Produce a verbatim transcription of the records below, beginning at the line containing "External volumes allow" and ending at the final line; include only those lines.

The input Block Start

PR #220, opened 2016-10-12
Add support for external volumes

bosschaert:
External volumes allow integration with persistent volumes such as NFS or EBS volumes that can be attached to the nodes running the containers. This allows the persistent data to outlive the container in case of a crash and makes it possible to migrate it to wherever the container is moving to.

### DIFF
--- a/docker.go
+++ b/docker.go
@@ -46,9 +46,17 @@ type Parameters struct {
 
 // Volume is the docker volume details associated to the container
 type Volume struct {
-	ContainerPath string `json:"containerPath,omitempty"`
-	HostPath      string `json:"hostPath,omitempty"`
-	Mode          string `json:"mode,omitempty"`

The input Block End

Exercise answer:
External volumes allow integration with persistent volumes such as NFS or EBS volumes that can be attached to the nodes running the containers. This allows the persistent data to outlive the container in case of a crash and makes it possible to migrate it to wherever the container is moving to.

### DIFF
--- a/docker.go
+++ b/docker.go
@@ -46,9 +46,17 @@ type Parameters struct {
 
 // Volume is the docker volume details associated to the container
 type Volume struct {
-	ContainerPath string `json:"containerPath,omitempty"`
-	HostPath      string `json:"hostPath,omitempty"`
-	Mode          string `json:"mode,omitempty"`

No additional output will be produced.